====== Record extracts ======

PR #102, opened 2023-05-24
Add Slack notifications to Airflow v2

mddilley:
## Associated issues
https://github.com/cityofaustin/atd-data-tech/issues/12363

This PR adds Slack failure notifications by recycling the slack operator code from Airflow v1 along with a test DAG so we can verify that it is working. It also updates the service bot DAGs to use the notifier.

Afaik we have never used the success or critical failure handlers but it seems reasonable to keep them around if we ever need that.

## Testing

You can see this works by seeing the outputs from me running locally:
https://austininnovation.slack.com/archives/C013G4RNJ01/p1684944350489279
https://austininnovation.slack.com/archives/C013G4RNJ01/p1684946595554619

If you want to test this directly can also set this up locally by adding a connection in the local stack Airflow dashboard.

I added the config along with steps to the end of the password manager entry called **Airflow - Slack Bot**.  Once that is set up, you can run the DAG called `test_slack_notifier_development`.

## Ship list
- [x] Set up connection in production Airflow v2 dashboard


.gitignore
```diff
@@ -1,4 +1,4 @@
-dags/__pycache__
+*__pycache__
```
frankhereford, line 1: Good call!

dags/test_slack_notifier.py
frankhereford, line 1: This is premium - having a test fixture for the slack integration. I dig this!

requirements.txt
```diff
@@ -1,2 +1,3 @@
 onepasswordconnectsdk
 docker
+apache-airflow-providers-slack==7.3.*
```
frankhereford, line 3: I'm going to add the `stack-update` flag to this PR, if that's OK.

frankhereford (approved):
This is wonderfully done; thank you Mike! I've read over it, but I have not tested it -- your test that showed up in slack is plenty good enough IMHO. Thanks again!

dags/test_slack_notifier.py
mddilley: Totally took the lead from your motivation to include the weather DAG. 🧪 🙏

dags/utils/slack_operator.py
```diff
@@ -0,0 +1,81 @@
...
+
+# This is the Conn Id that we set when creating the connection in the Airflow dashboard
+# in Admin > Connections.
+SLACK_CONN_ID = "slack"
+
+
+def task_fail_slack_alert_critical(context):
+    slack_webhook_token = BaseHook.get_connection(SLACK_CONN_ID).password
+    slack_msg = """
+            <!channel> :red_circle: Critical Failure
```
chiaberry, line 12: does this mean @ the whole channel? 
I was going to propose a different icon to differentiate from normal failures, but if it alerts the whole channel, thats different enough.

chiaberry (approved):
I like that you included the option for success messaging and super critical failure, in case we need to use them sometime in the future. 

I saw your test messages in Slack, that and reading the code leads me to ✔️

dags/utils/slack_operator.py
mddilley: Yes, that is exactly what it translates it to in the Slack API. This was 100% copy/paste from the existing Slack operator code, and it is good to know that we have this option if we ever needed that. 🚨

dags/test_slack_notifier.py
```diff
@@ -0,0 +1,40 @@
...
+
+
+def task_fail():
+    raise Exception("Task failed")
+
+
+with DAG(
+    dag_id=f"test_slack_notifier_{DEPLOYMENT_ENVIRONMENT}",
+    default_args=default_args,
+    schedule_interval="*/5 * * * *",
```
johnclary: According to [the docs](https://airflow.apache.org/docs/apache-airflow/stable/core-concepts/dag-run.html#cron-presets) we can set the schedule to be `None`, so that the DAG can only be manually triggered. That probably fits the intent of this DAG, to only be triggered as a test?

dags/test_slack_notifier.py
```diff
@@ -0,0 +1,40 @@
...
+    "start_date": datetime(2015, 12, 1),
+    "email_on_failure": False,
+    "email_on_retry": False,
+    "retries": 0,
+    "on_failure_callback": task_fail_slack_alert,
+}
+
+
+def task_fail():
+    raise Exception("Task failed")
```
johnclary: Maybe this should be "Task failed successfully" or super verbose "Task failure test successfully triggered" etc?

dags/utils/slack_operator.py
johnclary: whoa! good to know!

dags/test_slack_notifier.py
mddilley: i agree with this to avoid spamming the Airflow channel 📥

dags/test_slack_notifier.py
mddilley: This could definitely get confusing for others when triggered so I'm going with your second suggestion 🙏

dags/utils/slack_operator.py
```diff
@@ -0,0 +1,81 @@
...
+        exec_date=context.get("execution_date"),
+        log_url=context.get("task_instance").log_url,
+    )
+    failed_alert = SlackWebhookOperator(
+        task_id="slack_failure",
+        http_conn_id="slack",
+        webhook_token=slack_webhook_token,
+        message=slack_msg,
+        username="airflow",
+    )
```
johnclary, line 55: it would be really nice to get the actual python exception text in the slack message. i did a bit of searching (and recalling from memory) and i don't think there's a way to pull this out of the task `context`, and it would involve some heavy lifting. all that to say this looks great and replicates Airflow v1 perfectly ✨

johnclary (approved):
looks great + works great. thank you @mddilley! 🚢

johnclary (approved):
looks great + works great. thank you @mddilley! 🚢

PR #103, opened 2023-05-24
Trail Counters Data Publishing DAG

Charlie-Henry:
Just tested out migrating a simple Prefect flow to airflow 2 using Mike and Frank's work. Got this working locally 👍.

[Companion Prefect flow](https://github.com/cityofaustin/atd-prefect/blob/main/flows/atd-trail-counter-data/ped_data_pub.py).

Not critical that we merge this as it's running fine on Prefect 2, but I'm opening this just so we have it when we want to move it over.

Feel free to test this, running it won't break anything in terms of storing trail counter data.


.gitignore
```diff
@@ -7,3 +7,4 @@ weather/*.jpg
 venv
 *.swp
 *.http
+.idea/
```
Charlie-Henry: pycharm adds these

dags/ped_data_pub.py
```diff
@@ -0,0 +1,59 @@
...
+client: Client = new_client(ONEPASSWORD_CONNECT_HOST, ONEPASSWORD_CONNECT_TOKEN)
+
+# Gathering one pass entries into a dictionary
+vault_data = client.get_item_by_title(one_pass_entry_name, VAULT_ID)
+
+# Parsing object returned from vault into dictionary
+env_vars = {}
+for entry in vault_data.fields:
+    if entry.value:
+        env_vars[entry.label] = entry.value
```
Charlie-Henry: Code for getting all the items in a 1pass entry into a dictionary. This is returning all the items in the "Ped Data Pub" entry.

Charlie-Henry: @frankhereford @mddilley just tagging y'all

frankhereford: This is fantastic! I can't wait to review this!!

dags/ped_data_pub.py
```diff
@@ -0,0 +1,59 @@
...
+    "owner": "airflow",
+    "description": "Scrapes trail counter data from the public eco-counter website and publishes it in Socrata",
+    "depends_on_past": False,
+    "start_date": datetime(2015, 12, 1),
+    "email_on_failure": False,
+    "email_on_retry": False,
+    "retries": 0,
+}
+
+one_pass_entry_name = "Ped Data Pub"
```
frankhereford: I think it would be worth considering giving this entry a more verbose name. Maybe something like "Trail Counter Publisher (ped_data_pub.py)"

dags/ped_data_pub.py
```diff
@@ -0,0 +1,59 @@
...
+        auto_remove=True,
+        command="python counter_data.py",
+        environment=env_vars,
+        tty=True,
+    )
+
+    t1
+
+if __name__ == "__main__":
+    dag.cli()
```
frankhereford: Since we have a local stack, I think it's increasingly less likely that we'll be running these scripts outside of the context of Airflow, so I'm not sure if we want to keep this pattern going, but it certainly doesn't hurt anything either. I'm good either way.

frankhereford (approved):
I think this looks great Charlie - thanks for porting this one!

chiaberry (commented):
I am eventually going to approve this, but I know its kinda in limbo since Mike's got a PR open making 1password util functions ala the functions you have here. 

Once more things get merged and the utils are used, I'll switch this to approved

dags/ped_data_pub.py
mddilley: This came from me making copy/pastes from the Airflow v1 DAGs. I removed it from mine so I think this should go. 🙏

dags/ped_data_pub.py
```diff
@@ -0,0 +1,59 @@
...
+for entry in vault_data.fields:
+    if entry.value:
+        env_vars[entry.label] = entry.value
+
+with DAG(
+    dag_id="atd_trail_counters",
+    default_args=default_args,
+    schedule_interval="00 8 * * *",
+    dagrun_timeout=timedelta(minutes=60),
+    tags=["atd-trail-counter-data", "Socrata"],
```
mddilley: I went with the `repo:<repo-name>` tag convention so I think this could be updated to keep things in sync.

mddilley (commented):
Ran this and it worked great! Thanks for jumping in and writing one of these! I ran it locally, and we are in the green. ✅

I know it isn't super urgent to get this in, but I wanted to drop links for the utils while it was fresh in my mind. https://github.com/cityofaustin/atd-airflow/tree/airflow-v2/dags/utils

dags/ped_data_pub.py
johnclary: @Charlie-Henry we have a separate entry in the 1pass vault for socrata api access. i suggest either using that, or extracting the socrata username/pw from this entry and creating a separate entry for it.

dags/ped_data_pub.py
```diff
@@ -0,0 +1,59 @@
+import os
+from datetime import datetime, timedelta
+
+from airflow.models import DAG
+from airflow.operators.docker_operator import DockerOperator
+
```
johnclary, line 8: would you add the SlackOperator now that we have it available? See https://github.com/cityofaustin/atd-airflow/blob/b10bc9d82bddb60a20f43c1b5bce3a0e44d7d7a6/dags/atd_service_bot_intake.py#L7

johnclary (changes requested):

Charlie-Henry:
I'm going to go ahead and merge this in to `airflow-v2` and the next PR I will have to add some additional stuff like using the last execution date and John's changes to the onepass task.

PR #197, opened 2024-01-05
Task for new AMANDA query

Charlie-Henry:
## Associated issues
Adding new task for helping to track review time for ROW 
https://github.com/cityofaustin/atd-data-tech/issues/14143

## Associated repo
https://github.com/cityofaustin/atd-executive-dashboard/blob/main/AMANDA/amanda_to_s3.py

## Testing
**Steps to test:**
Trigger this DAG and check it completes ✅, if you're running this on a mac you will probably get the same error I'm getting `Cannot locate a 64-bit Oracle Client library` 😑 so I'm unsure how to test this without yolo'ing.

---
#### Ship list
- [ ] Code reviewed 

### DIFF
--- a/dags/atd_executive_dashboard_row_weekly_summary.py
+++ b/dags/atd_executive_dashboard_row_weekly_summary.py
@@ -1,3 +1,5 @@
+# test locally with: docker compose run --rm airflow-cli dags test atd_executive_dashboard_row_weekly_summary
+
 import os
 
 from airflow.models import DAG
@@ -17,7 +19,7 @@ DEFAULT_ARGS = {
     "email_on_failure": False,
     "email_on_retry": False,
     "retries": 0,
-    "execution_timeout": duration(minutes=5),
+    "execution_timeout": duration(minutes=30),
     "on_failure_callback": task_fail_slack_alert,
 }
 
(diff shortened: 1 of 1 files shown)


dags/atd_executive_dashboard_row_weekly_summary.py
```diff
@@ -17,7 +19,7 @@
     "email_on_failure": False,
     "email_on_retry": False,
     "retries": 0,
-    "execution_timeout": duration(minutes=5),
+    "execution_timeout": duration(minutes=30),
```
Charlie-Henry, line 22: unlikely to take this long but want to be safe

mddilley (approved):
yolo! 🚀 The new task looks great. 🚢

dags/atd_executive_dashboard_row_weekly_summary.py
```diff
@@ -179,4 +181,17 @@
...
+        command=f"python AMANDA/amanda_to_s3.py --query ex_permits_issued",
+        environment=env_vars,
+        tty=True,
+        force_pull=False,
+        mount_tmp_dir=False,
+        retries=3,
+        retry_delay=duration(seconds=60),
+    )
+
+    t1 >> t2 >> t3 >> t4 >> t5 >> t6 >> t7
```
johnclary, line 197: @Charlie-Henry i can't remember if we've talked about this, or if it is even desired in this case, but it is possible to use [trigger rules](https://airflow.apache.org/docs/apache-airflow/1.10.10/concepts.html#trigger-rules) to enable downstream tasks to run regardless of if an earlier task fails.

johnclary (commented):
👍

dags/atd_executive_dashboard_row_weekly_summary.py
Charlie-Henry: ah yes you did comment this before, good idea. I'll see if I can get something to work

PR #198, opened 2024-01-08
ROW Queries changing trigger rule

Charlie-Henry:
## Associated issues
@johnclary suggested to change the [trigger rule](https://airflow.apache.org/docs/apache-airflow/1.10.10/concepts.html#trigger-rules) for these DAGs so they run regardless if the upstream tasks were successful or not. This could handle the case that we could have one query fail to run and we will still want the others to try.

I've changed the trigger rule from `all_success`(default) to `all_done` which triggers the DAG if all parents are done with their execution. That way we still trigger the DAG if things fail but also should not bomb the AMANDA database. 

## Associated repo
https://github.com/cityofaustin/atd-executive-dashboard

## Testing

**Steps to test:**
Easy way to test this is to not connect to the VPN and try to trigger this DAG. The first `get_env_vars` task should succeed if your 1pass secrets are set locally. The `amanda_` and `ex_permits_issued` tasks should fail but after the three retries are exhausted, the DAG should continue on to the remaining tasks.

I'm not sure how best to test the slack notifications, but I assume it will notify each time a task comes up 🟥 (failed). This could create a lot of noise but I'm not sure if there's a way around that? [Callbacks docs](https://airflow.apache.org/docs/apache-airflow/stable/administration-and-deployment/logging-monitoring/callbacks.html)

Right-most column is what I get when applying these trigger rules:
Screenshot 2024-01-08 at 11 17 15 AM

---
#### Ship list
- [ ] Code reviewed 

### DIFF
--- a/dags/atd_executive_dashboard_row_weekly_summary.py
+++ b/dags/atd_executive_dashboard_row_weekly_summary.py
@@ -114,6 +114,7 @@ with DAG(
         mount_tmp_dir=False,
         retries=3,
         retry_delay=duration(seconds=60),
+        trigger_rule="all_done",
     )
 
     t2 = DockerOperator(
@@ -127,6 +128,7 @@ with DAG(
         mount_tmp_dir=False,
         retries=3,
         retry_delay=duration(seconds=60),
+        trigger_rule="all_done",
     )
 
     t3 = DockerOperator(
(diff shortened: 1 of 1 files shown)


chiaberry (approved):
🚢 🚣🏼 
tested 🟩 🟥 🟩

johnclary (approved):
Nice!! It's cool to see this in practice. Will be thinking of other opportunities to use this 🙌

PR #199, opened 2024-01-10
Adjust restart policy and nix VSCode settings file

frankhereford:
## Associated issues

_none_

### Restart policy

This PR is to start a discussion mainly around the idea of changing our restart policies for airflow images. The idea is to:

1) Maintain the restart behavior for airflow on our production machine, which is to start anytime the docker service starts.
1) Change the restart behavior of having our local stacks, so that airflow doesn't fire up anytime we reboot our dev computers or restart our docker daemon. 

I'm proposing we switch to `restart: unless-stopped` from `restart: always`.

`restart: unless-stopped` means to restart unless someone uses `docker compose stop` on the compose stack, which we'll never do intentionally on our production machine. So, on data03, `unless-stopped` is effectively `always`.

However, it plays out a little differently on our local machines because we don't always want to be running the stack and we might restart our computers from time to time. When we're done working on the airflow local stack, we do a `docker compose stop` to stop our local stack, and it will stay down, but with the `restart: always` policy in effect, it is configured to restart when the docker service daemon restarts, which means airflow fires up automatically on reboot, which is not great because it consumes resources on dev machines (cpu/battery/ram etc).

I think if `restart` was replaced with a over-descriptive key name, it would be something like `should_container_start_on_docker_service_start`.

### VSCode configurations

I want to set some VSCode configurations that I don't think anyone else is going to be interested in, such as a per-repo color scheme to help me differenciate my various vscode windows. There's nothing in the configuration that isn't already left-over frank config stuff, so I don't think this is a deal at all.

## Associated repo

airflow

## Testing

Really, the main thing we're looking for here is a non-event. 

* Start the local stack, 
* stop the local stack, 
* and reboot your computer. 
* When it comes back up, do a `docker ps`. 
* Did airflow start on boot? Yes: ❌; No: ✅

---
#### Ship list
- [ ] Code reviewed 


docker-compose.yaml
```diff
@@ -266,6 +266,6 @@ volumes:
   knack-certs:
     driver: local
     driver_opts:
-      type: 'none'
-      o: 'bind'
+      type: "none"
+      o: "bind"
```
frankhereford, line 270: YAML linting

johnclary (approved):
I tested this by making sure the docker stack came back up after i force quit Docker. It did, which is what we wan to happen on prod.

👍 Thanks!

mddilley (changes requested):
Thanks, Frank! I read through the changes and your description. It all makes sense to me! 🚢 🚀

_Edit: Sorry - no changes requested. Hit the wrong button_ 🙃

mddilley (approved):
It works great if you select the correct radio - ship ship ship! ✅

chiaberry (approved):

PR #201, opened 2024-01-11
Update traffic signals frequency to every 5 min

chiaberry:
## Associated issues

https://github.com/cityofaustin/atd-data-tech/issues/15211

======

[Your goal]:
Search the listing for "them" and copy each line holding it.

[Task output]:
Afaik we have never used the success or critical failure handlers but it seems reasonable to keep them around if we ever need that.
I like that you included the option for success messaging and super critical failure, in case we need to use them sometime in the future. 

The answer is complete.